The Koch Pouch has an increased risk of a fistula developing due to a triangulated suture line. A fistula can occur due to breakdown in the internal pouch wall that allows waste to leak out that occurs until an abscess on the surface of the skin appears. The BCIR reduces the risk of a fistula developing due to a lateral internal pouch design that has a single longitudinal suture line.
The BCIR changes the direction of the nipple valve in comparison to how it is with a Koch Pouch. This change in direction allows for the muscle contractions to direct waste and mucus toward the internal pouch rather than the stoma. An intestinal collar is also created by the BCIR that tightens as the pouch fills with waste. This collar tightening helps to prevent the nipple valve from slipping.
According to WebMD, following the creation of the continent ileostomy, an indwelling catheter will stay inserted into the internal pouch to allow for continuous draining for 3-4 weeks. The catheter will need to be irrigated several times a day as well with an ounce of water. Once the internal pouch heals and matures, the pouch will need to be drained several times per day. Without draining, the pouch will fill and risk tearing or the nipple valve slipping or leaking.

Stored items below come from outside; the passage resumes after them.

PR #2752, opened 2026-09-21
fix(message-bus): make try_lock unlock ownership-safe

### LINKED ISSUE #2728: [Bug]: Expired try_lock holder can unlock a successor lease
### AgentScope version

`main` at `226daf01`

### What happened?

An expired `MessageBus.try_lock()` holder can release a successor's active lease by calling `unlock(key)` late.

This became directly observable in `InMemoryMessageBus` after #2654 added TTL expiry. The Redis implementation has the same ownership gap: every non-blocking lease stores the constant value `"1"`, and `unlock()` performs an unconditional `DEL`.

A typical sequence is:

1. Task A acquires `k` with a short TTL.
2. A runs longer than the lease, so `k` expires.
3. Task B successfully acquires `k`.
4. A reaches its `finally` block and calls `unlock("k")`.
5. B's active lease is removed, allowing a third worker into the same critical section.

That breaks the documented use of `try_lock()` as a non-blocking mutex for making at-least-once queue drains effectively once.

### Minimal reproduction

For the in-memory backend, advance the mocked monotonic clock past A's deadline, acquire from B, then let A call `unlock()`. `is_locked("k")` incorrectly becomes false. For Redis, deleting A's key to simulate expiry, acquiring from B, and then letting A unlock likewise deletes B's value.

### Expected behavior

`unlock()` should release only the lease owned by the task that called `try_lock()`. If that lease has expired and the key has been reacquired, a stale cleanup must leave the successor intact.

### Suggested fix

Use an opaque ownership token for each non-blocking lease and compare it during release. The Redis comparison and delete should be one atomic Lua operation; the in-memory backend can retain the owning task alongside the expiry deadline.

ZxlDragonDoctor:
### Problem
An expired `MessageBus.try_lock()` holder can release a successor's active lease by calling `unlock(key)` late.

- `InMemoryMessageBus` after #2654 TTL expiry: late `unlock` does `_lock_holders.pop(key)` unconditionally.
- `RedisMessageBus`: non-blocking lease stores the constant `"1"`; `unlock` does unconditional `DEL`.

Sequence: A acquires k (short TTL) ? lease expires ? B acquires k ? A's finally `unlock(k)` deletes B's lease ? a third worker enters the same critical section. That breaks the documented at-least-once ? effectively-once drain contract.

### Solution
- Each non-blocking lease stores an opaque ownership token (`secrets.token_hex(16)`).
- `unlock(key, token=...)` releases only when the token still matches the live lease; omitting `token` uses the current task's successful `try_lock` context.
- Redis compares-and-deletes in one Lua script (`GET` == token then `DEL`).
- Stale unlock leaves the successor intact; `acquire_lock` context path unchanged.

Addresses the reporter analysis and suggested fix on #2728 (no maintainer design note).

### Testing
- Offline (full `pytest tests/` needs app deps not installed on this host):
  - Command: `py -3.13 offline_test_try_lock_ownership.py`
  - Result: `offline_try_lock_ownership: 7 passed`
  - Cases: exclusive until unlocked; lease expiry reacquire; **stale unlock does not release successor**; bare unlock without token keeps foreign lease; explicit token unlock; Redis Lua shape + base signature.
- In-tree tests added for CI: `tests/in_memory_message_bus_test.py` ? `test_stale_unlock_does_not_release_successor_lease`, `test_unlock_without_token_does_not_drop_foreign_lease`.
- CI command: `pytest tests/in_memory_message_bus_test.py -q`

### Agent dimension
multi-agent (distributed lease ownership for queue-drain coordination)

### Core value
Late unlock from an expired holder can no longer strip a successor's try_lock lease.

Fixes #2728


ZxlDragonDoctor:
Closing in favor of #2729 by @wangtaotaotao95, which already addresses #2728 and is the better landing vehicle.

Compared with this PR, #2729:
- was opened first and matches the reporter's ownership-token + Lua compare-and-delete approach
- covers both the in-memory and Redis backends with project tests in 	ests/
- follows the CONTRIBUTING checklist and does not carry local-only harness files

No competing implementation from me - happy to help review #2729 if useful.

PR #2755, opened 2026-09-21
fix(embedding): stop blocking the event loop on Gemini and DashScope calls

### LINKED ISSUE #2702: [Bug]: Gemini and DashScope embedding calls block the event loop

ydflow:
## Summary

Closes #2702. The text and multimodal paths in `GeminiEmbeddingModel` and `DashScopeEmbeddingModel` call synchronous SDK methods directly from `async def` methods. While an embedding request waits for its response, other coroutines on the same loop cannot run, which also serialises the batches `EmbeddingModelBase` dispatches with `asyncio.gather`.

The fix offloads the four blocking calls to a worker thread with `asyncio.to_thread`. Callers, return values, error handling and retry behaviour are unchanged.

## The four call sites

| File | Call | Before | After |
|---|---|---|---|
| `_dashscope/_model.py` | `dashscope.embeddings.TextEmbedding.call` | blocking | `await asyncio.to_thread(...)` |
| `_dashscope/_model.py` | `dashscope.MultiModalEmbedding.call` | blocking | `await asyncio.to_thread(...)` |
| `_gemini/_model.py` | `client.models.embed_content` (text) | blocking | `await asyncio.to_thread(...)` |
| `_gemini/_model.py` | `client.models.embed_content` (multimodal) | blocking | `await asyncio.to_thread(...)` |

`_call_api` is the seam the base class calls per batch under `asyncio.gather`, so wrapping the SDK call there is what actually lets batches overlap.

## Reproduction

I ran the probe from the issue against `main` before changing anything. Both providers reproduced on Windows / Python 3.13 / `dashscope` 1.27.6 / `google-genai` 2.24.0:

```
loop progressed during SDK wait: False      # DashScope, before
loop progressed during SDK wait: False      # Gemini, before
loop progressed during SDK wait: True       # both, after
```

## Tests

New: `tests/embedding_dashscope_eventloop_test.py` and `tests/embedding_gemini_eventloop_test.py`. Each has a text and a multimodal case that schedule a `call_soon_threadsafe` callback from inside the mocked SDK call and assert it fired before the call returned — i.e. the loop kept ticking.

Both new tests were checked against the unpatched code first: reverting only the `to_thread` wrapper turns all four red, so they pin the behaviour rather than the implementation.

```
$ pytest tests/embedding_dashscope_test.py tests/embedding_gemini_test.py \
         tests/embedding_openai_test.py tests/embedding_ollama_test.py \
         tests/embedding_dashscope_eventloop_test.py tests/embedding_gemini_eventloop_test.py -q
30 passed, 1 warning
```

The warning is a pre-existing `dashscope` deprecation notice emitted at import.

## Two decisions worth flagging

**I did not switch Gemini to its async client.** `google-genai` 2.24.0 exposes `client.aio`, but swapping the client object would change credential handling and lifecycle for every Gemini path, not just embedding. `asyncio.to_thread` is symmetric across both providers and keeps the diff to the four call sites. Happy to switch to `client.aio.models.embed_content` if you would rather have true async I/O here.

**I kept the exact `dashscope.embeddings.TextEmbedding.call` attribute path.** `tests/embedding_dashscope_test.py` patches that path with `@patch("dashscope.embeddings.TextEmbedding.call")`; routing through a helper would have broken those tests for no functional gain. Wrapping in a lambda preserves it.

## Notes

I did not run `black`. The repo's own source does not satisfy black's defaults — it would reformat untouched code such as the `cache_identifier` comprehension in `_dashscope/_model.py` — so I checked line length directly instead: no line in the four touched files exceeds 79 columns.


ydflow:
Thanks for the nudge — you're right, and I should have caught this before opening.

#2703 by @Tsubaki-01 is the better change and I'm closing this one as a duplicate.

Comparing the two:

- **DashScope**: equivalent. #2703 passes the function reference directly to `asyncio.to_thread` (`to_thread(TextEmbedding.call, api_key=..., **api_kwargs)`); I wrapped it in a lambda. #2703's form is cleaner.
- **Gemini**: #2703 is strictly better. It switches to `await self.client.aio.models.embed_content`, which is real non-blocking I/O. I deliberately kept the sync client behind `asyncio.to_thread`, reasoning that swapping the client object would change credential and lifecycle handling. That caution was misplaced here — the async client is the correct fix, and mine still occupies a thread-pool worker per request.

My miss during triage: I searched open PRs for `CSVLoader`-style keywords ("embedding event loop", "DashScope embedding") but never checked which PRs already referenced issue #2702. #2703's title doesn't contain either phrase, so the keyword search passed it straight through.

Leaving #2703 to land. @DavdGao's note there about trimming the tests is the right call — if any of that trimming touches the DashScope thread-offload assertion, my `test_sdk_thread` in `tests/embedding_dashscope_eventloop_test.py` covers the same invariant via `call_soon_threadsafe` and can be lifted into the existing test file if useful.

Sorry for the duplicate review cycle.

ydflow:
Closing as a duplicate of #2703, which fixes the same issue with a better Gemini approach (client.aio instead of to_thread). See my comment above for the comparison.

Draining the internal pouch can be accomplished by relaxing the abdominal muscles before lubricating the catheter and inserting it through the stoma to the preset mark on the catheter. Once continuous drainage use has been discontinued, it is recommended to drain the internal pouch every 2 hours during the day, upon awakening in the morning and before going to bed. It is recommended not to eat or drink within 2 hours of bedtime and the catheter can be set to constant drainage during the night. Over time, the time in between internal pouch drains can be lengthened resulting in the ability to drain the pouch 4 to 6 times a day and irrigated twice a day. It is also recommended to drain the internal pouch anytime feeling full or bloated and before exercising or going to bed.
A conventional ileostomy and a continent ileostomy both are life saving and allow an individual to continue living with minor adjustments to activities. An ostomy of any kind does not have to limit an individual's lifestyle and can allow for increased quality of life. If you are facing surgery to remove your colon for any reason, a continent ileostomy may be another option for you to discuss with your doctor.